`openavmkit.kolbe_et_al`

Kolbe, et al.

Implementation of the Kolbe et al. (2023) paper.

Experimental and WIP - not yet ready for production use.

adaptive_weights_smoothing

adaptive_weights_smoothing(resid, coords, *, k_neighbors, h0=500.0, n_iter=6, alpha=0.6, verbose=False)

Perform adaptive weights smoothing on residuals using spatial coordinates.

This function computes smoothing weights for each observation based on its residual value and the distances to its k nearest neighbors. The initial bandwidth h0 is iteratively updated over n_iter iterations according to the adaptive smoothing parameter alpha.

Parameters:

Name	Type	Description	Default
`resid`	`ndarray`	Array of residual values for each observation (shape `(n,)`).	required
`coords`	`ndarray`	Array of spatial coordinates for each observation (shape `(n, 2)`).	required
`k_neighbors`	`int`	Number of nearest neighbors to consider when computing local weights.	required
`h0`	`float`	Initial bandwidth for smoothing (distance threshold), by default 500.0.	`500.0`
`n_iter`	`int`	Number of iterations to perform for adaptive bandwidth adjustment, by default 6.	`6`
`alpha`	`float`	Adaptation rate for updating the bandwidth at each iteration, by default 0.6.	`0.6`
`verbose`	`bool`	If True, print progress information during iterations, by default False.	`False`

Raises:

Type	Description
`ValueError`	If `k_neighbors` is not a positive integer.

Returns:

Type	Description
`ndarray`	Array of smoothed weights (shape `(n,)`), normalized so that they sum to one.

Source code in openavmkit/kolbe_et_al.py

def adaptive_weights_smoothing(
    resid: np.ndarray,
    coords: np.ndarray,
    *,
    k_neighbors: int,
    h0: float = 500.0,
    n_iter: int = 6,
    alpha: float = 0.6,
    verbose: bool = False,
) -> np.ndarray:
    """
    Perform adaptive weights smoothing on residuals using spatial coordinates.

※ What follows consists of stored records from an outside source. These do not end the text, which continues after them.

PR #7443, opened 2026-01-17
Use checked arithmetic in dense ZeroTrie

### LINKED ISSUE #7442: Add checked arithmetic to prevent integer overflow in dense trie lookups
## Description

The `ZeroAsciiDenseSparse2dTrieBorrowed::get()` method currently uses unchecked arithmetic for matrix index calculations and value additions. This could potentially cause integer overflow on edge cases or with malformed data.

### Current Code

**File**: [utils/zerotrie/src/dense.rs](file:///Users/ishaan/Developer/icu4x/utils/zerotrie/src/dense.rs)

```rust
let suffix_count = usize::from(self.suffix_count);
let Some(offset) = self.dense.get(suffix_count * row_index + column_index) else {
    // The row and column indexes should be in-range
    debug_assert!(false);
    return None;
};
// ...
Some(usize::from(offset) + row_value_offset)
```

### Proposed Changes

1. **Use checked arithmetic for matrix indexing**:
```rust
let index = row_index
    .checked_mul(suffix_count)
    .and_then(|v| v.checked_add(column_index))?;
let Some(offset) = self.dense.get(index) else {
    unreachable!(
        "matrix index out of bounds: row={}, col={}, suffix_count={}",
        row_index, column_index, suffix_count
    );
};
```

2. **Use checked arithmetic for final value calculation**:
```rust
usize::from(offset).checked_add(row_value_offset)
```

IshaanXCoder:
Closes #7442 
Adds overflow protection to `ZeroAsciiDenseSparse2dTrieBorrowed::get()` using checked arithmetic operations.

### Changes

**File**: utils/zerotrie/src/dense.rs

1. **Matrix indexing** now uses `checked_mul()` and `checked_add()`
2. **Final value calculation** uses `checked_add()` which perevents overflow when adding offset to row_value_offset

## Changelog: N/A

This is a new unreleased type.

### DIFF
--- a/utils/zerotrie/src/dense.rs
+++ b/utils/zerotrie/src/dense.rs
@@ -209,7 +209,15 @@ impl<'a> ZeroAsciiDenseSparse2dTrieBorrowed<'a> {
             // There is an entry in the dense matrix but it is a None value
             return None;
         }
-        usize::from(offset).checked_add(row_value_offset)
+        let Some(result) = usize::from(offset).checked_add(row_value_offset) else {
+            debug_assert!(
+                false,
+                "overflow: offset={}, row_value_offset={}",
+                offset, row_value_offset
+            );
+            return None;
+        };
+        Some(result)
     }
 
     /// Borrows the structure for encoding into [`zerovec`].


utils/zerotrie/tests/dense_suffix_filter_test.rs
```diff
@@ -0,0 +1,149 @@
...
+// called LICENSE at the top level of the ICU4X source tree
+// (online at: https://github.com/unicode-org/icu4x/blob/main/LICENSE ).
+
+#![cfg(all(feature = "alloc", feature = "dense"))]
+
+use std::collections::BTreeMap;
+use zerotrie::dense::ZeroAsciiDenseSparse2dTrieOwned;
+
+#[test]
+fn test_dense_suffix_count_with_low_frequency_suffixes() {
```
sffc: Did you intend to include these tests in this PR or the other PR?

utils/zerotrie/src/dense.rs
```diff
@@ -193,16 +193,20 @@ impl<'a> ZeroAsciiDenseSparse2dTrieBorrowed<'a> {
...
         let suffix_count = usize::from(self.suffix_count);
-        let Some(offset) = self.dense.get(suffix_count * row_index + column_index) else {
-            // The row and column indexes should be in-range
-            debug_assert!(false);
-            return None;
+        let index = row_index
+            .checked_mul(suffix_count)
+            .and_then(|v| v.checked_add(column_index))?;
+        let Some(offset) = self.dense.get(index) else {
+            unreachable!(
```
sffc: Please use `debug_assert!(false` as before, instead of `unreachable!`, so that we don't have a panic compiled into the code.

utils/zerotrie/tests/dense_suffix_filter_test.rs
```diff
@@ -0,0 +1,149 @@
+// This file is part of ICU4X. For terms of use, please see the file
```
sffc: Please put these tests in `dense_test.rs` and use `check_data` for the assertions.

utils/zerotrie/tests/dense_suffix_filter_test.rs
```diff
@@ -0,0 +1,149 @@
...
+
+    // Each suffix appears in only one prefix (0% overlap)
+    data.entry("a").or_default().insert("s1", 1);
+    data.entry("b").or_default().insert("s2", 2);
+    data.entry("c").or_default().insert("s3", 3);
+
+    let trie = ZeroAsciiDenseSparse2dTrieOwned::try_from_btree_map_str(&data, b'/').unwrap();
+    let trie = trie.as_borrowed();
+
+    // With empty dense matrix, all lookups should still work via sparse path
```
sffc: Suggestion: assert the `Debug` output of the trie, which encodes the values that went into sparse and the values that went into dense.

utils/zerotrie/tests/dense_suffix_filter_test.rs
IshaanXCoder: yess these were to be in the previous PR, my bad

IshaanXCoder:
Hey @sffc i can see there's 2 fail in the check (semver fails after 8m), looking at the logs, it is due to a pre-existing issue, they're in icu_calendar and icu_locale_core.

IshaanXCoder:
@sffc made the required changes, PTAL

utils/zerotrie/tests/dense_suffix_filter_test.rs
sffc: The extra tests are still here. Please move them to the other PR

utils/zerotrie/src/dense.rs
```diff
@@ -193,16 +193,22 @@ impl<'a> ZeroAsciiDenseSparse2dTrieBorrowed<'a> {
...
-            debug_assert!(false);
+        let index = row_index
+            .checked_mul(suffix_count)
+            .and_then(|v| v.checked_add(column_index))?;
+        let Some(offset) = self.dense.get(index) else {
+            debug_assert!(
+                false,
+                "matrix index out of bounds: row={}, col={}, suffix_count={}",
+                row_index, column_index, suffix_count
+            );
```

    This function computes smoothing weights for each observation based on its residual value
    and the distances to its k nearest neighbors. The initial bandwidth `h0` is iteratively
    updated over `n_iter` iterations according to the adaptive smoothing parameter `alpha`.

    Parameters
    ----------
    resid : np.ndarray
        Array of residual values for each observation (shape `(n,)`).
    coords : np.ndarray
        Array of spatial coordinates for each observation (shape `(n, 2)`).
    k_neighbors : int
        Number of nearest neighbors to consider when computing local weights.
    h0 : float, optional
        Initial bandwidth for smoothing (distance threshold), by default 500.0.
    n_iter : int, optional
        Number of iterations to perform for adaptive bandwidth adjustment, by default 6.
    alpha : float, optional
        Adaptation rate for updating the bandwidth at each iteration, by default 0.6.
    verbose : bool, optional
        If True, print progress information during iterations, by default False.

    Raises
    ------
    ValueError
        If `k_neighbors` is not a positive integer.

    Returns
    -------
    np.ndarray
        Array of smoothed weights (shape `(n,)`), normalized so that they sum to one.
    """

    if k_neighbors <= 0:
        raise ValueError("k_neighbors must be positive")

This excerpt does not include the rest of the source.